Deutschlands Gebäudewende: Wie Städte fossile Heizungen durch erneuerbare Energien ersetzen
Deutschlands Gebäudewende: Wie Städte fossile Heizungen durch erneuerbare Energien ersetzen
Deutschland treibt seine Pläne voran, die Emissionen im Gebäudesektor zu senken – ein Bereich, der derzeit rund 40 Prozent des deutschen CO₂-Ausstoßes verursacht. Die Wende hin zu erneuerbarer Wärmeversorgung hat bereits begonnen: Städte und Gemeinden setzen neue Strategien um, um ihre Klimaziele zu erreichen.
Besonders ältere Immobilien bieten großes Potenzial für Verbesserungen – manche verbrauchen bis zu fünfmal mehr Energie als moderne Gebäude. Nun ergreifen lokale Behörden Maßnahmen, um die Wärmeversorgung ganzer Stadtteile umzugestalten und langfristig sicher sowie nachhaltig aufzustellen.

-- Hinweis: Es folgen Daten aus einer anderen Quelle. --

PR #1784, opened 2026-04-07
[Feature] Redesign and merge party members and resources tabs

CarlosFdez:
There are probably things that can be improved on, and I'm 50/50 on whether we should even show traits (some people want them). But please give it a go and let me know if this possibly a direction we should go.

image


WBHarry:
It's really neat. The hope and stats fitting snuggly together tickles my brain right.

WBHarry:
I think we lost the edit and delete functionality as is
image

**Edit**: Ah, no i see. The name and the x next to it :+1:

WBHarry:
I realise this was probably a space consideration, but I don't think writing `1hp` ... `2hp` looks very good for the damage thresholds :thinking:
image

WBHarry:
Do we slot in Evasion underneath the traits perhaps?

CarlosFdez:
1hp/2hp/3hp was an idea I stole from DH+. I considered MIN / MAJ / SEV but would that be any better?

Evasion is the shield to the top right of the portrait. [9] in that case. Was it not very visible? I was hoping it was visible enough that a tooltip would explain it on the offchance someone didn't understand it.

WBHarry:
Ah, I see. I imediately thought of armor - in spite of then also seeing armor along with the other resources 🙃 
It is probably good as is, yeah. I'm quite tired tonight, and moving the cursor over there once should clarify it. It's the sort of thing you learn, and then know without issues.

WBHarry:
In regards to the damge thresholds, there probably isn't really a better shorthand label no.
After trying it, I think it might make it visually better if we have a space in the `hp` label though (top 2)
image

CarlosFdez:
Sure we can give that a try. I was also down to try MIN/MAJ/SEV if that looked better

WBHarry (approved):
Either way, I think it's a much better information layout, and combinin the tabs is also great so we don't have the functionality spread out :+1:

Something we could look at as a followup at some point would be to add in the custom resource drop down from the Character sheet so that could also be available here.

CarlosFdez:
I gave increasing the hp a try, but I needed to increase the gap a smidge, and now its too close to the resources. Though we can maybe increase the gap to the right of the portrait to compensate. You didn't test it with double digit thresholds.

image

CarlosFdez:
With shorthand labels instead:
image

PR #1799, opened 2026-04-14
Fix Include Item Damage error in v14 damage system

### LINKED ISSUE #1794: [Bug] Include Item Damage Not Working
In v14 we changed the damage system to only allow a single instance of damage to a resource. We forgot to handle the case with `Include Item Damage` on damage actions on Weapons though.

It's currently producing an error in `attackAction.prepareData` as `this.damage.parts.unshift(new DHDamageData(baseDamage));` fails.

---
We can either:
1) Change this behavior to instead be `Use Item Damage` - IE, toggle this if you want to use the weapon's damage, meaning you don't change it at all. This would be the easiest, and I could see it being fair enough.

2) If we do want to allow Item Damage + a bonus in the action config, then we have to consider that the item damage and what's added can have different dice sizes. This means that we would have to smash them together as a custom formula.
It could be done either in `attackAction.prepareData`, or perhaps more neatly by rendering the ActionConfig differently when the checkbox has been clicked. It could auto switch to the formula view and show the `item.damage` as a locked initial part of the formula which you then add to.

codebytaki:
- Change behavior from 'Include Item Damage' to 'Use Item Damage'
- Replace action damage with weapon base damage instead of unshift
- Fixes error where unshift fails due to v14 single damage instance limit
- Update label to reflect new behavior

Fixes Foundryborne/daggerheart#1794

---
name: Pull Request
about: Create a new pull request
title: '[PR] <Insert Title here>'
labels: pr
assignees: ''
---

Is this a community PR? Please go to preview tab and click [here](?expand=1&template=community_pull_request_template.md). If not, delete this line.

## Description

- Fixes #(issue)
- Closes #(issue)

## Type of Change

- [ ] Bug fix
- [ ] New feature
- [ ] Code cleanup/refactor
- [ ] Documentation update
- [ ] Test coverage
- [ ] Dependency update
- [ ] Configuration change

## How Has This Been Tested?

- [ ] Manual testing
- [ ] Other:

## Checklist

- [ ] My code follows the project style guidelines
- [ ] I have performed a self-review of my code
- [ ] My changes generate no new warnings or errors

## Additional Comments

---

### DIFF
--- a/.github/ISSUE_TEMPLATE/bug_report.md
+++ b/.github/ISSUE_TEMPLATE/bug_report.md
@@ -1,34 +1,49 @@
 ---
-name: Bug report
-about: Create a bug report to help us identify issues and resolve them
-title: "[Bug] <Insert Title here> "
-labels: bug
-type: bug
+name: 🐛 Bug Report
+about: Create a report to help us improve
+title: '[BUG] '
+labels: 'bug'
 assignees: ''
 ---
 
-**Describe the bug**
-A clear and concise description of what the bug is.
+## Bug Description
 
-**To Reproduce**
-Steps to reproduce the behavior:
+<!-- A clear and concise description of what the bug is -->
+
+## Steps To Reproduce
+
+<!-- Steps to reproduce the behavior -->
+
 1. Go to '...'
 2. Click on '....'
 3. Scroll down to '....'
 4. See error
 
-**Expected behavior**
-A clear and concise description of what you expected to happen.
+## Expected Behavior
 
-**Screenshots**
-If applicable, add screenshots to help explain your problem.
+<!-- A clear and concise description of what you expected to happen -->
 
-**Setup Information:**
- - OS: [e.g. iOS, Windows]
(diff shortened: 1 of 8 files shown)


WBHarry:
It's possible we will go down this route of fully overriding with the Item Damage, but it's not decided yet.
We do also have some other things in the pipe that might effect how we want to solve it.

Going to decline it, but we do have it on our radar.

codebytaki:
Okay, I will try some other method and fix it with multimethod.

WBHarry:
We've recently changed our contribution policy to not accept undiscussed solutions.
We've done this for various reasons,

But the result is that we'd like any ideas for changes to be discussed in an Issue. It means potential contributors don't waste their time on something we don't want to implement, are already working on, or that we want to do in a different way - and it also makes us feel a lot better by not having to decline things we've never seen before 🙃 

---
So if you have an idea of how the solution would be structured you can speak to that in the linked issue.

Die kommunale Wärmeplanung ist dabei zu einem zentralen Instrument des Wandels geworden. Bis Februar 2026 hatten 98 Prozent der Gemeinden mit mehr als 45.000 Einwohnern entweder mit der Erstellung solcher Pläne begonnen oder sie bereits abgeschlossen. Vorreiter sind Städte wie Gütersloh, Emmendingen und Koblenz, wo in bis zu 86 Prozent der Fälle Wärmepumpen empfohlen werden. Auch Darmstadt und Wiesbaden haben Fortschritte gemacht und detaillierte Wärmestrategien veröffentlicht, die den Ausstieg aus fossilen Brennstoffen vorantreiben.

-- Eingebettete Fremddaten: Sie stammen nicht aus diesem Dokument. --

PR #1802, opened 2026-04-14
[Feature] Advantage Default Dice

WBHarry:
Added rules for default advantage and disadvantage dice

### DIFF
--- a/module/applications/dialogs/d20RollDialog.mjs
+++ b/module/applications/dialogs/d20RollDialog.mjs
@@ -156,12 +156,7 @@ export default class D20RollDialog extends HandlebarsApplicationMixin(Applicatio
         }
         if (this.config.uses) this.config.uses = foundry.utils.mergeObject(this.config.uses, rest.uses);
         if (rest.roll?.dice) {
-            Object.entries(rest.roll.dice).forEach(([key, value]) => {
-                if(key === 'advantageFaces')
-                    this.roll[key] = Number.parseInt(value);
-                else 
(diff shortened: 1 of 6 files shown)


module/applications/dialogs/d20RollDialog.mjs
```diff
@@ -153,7 +157,10 @@ export default class D20RollDialog extends HandlebarsApplicationMixin(Applicatio
         if (this.config.uses) this.config.uses = foundry.utils.mergeObject(this.config.uses, rest.uses);
         if (rest.roll?.dice) {
             Object.entries(rest.roll.dice).forEach(([key, value]) => {
-                this.roll[key] = value;
+                if(key === 'advantageFaces')
+                    this.roll[key] = Number.parseInt(value);
```
CarlosFdez: You can completely avoid this if you add ` data-dtype="Number"` to the select in rollSelection.hbs. Afterwards I think you can maybe do `this.roll = foundry.utils.mergeObject(this.roll, rest.roll.dice)` and it should work maybe.

WBHarry: Ah..I think I put it on the select helper yesterday and not on the select. i was confused why it didn't work 😆

WBHarry: Using `data-dtype` and `foundry.utils.mergeObject`. Neater now :+1:

CarlosFdez (approved):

Im Fokus stehen nicht nur Neubauten. Ältere Stadtviertel werden durch serielle Sanierung aufgewertet – ein Ansatz, der sich am niederländischen Energiesprong-Modell orientiert. Diese Methode beschleunigt energetische Sanierungen und hält dabei die Belastungen für Anwohner so gering wie möglich. Digitale Tools unterstützen den Prozess, indem sie den Wärmeverbrauch in Echtzeit erfassen und Einsparpotenziale aufzeigen.

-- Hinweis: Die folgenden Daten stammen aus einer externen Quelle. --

PR #1803, opened 2026-04-14
[Feature] Active Party

WBHarry:
- A Party can now be set as the `active` party via the context menu in the actor's tab. If no party is active and a new one is created, that one is autmatically marked as party.
- Made the active PartySize available as a parameter for formulas. I added this in our `replaceFormulaData` wrapper so that it's globally available anywhere a formula is evaluated.
- I fixed so that Summon Actions can actually evaluate rollData properties as part of updating the 2 SRD entries that use party size.

### DIFF
--- a/module/applications/sidebar/tabs/actorDirectory.mjs
+++ b/module/applications/sidebar/tabs/actorDirectory.mjs
@@ -103,9 +103,7 @@ export default class DhActorDirectory extends foundry.applications.sidebar.tabs.
                     if (!actor) throw new Error('Unexpected missing actor');
 
                     const currentActiveParty = game.actors.find(x => x.type === 'party' && x.system.active);
-                    if (currentActiveParty)
-                        await currentActiveParty.update({ 'system.active': false });
-
+                    await currentActiveParty?.update({ 'system.active': false });
                     await actor.update({ 'system.active': true });
                     ui.actors.render();
                 }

Wärmenetze werden ausgebaut und modernisiert, um die Transformation zu tragen. Ziel ist ein System, in dem Gebäude und Infrastruktur zusammenwirken und die Abhängigkeit von importierten fossilen Energieträgern verringert wird. Nach dem Gebäudeenergiegesetz (GEG) müssen alle neuen Heizsysteme in Neubauten künftig mindestens 65 Prozent erneuerbare Energien nutzen. In kleineren Häusern ersetzen zunehmend Wärmepumpen Gas- und Ölheizungen, was die Emissionen auf lokaler Ebene weiter reduziert.
Die Umstellung auf erneuerbare Fernwärme bringt sowohl ökologische als auch praktische Vorteile mit sich: Kommunen gewinnen an Energieunabhängigkeit, während Anwohner von geringeren Emissionen und einer stabileren Versorgung profitieren. Da die meisten größeren Städte ihre Transition bereits planen, wird sich der Wandel in den kommenden Jahren weiter beschleunigen.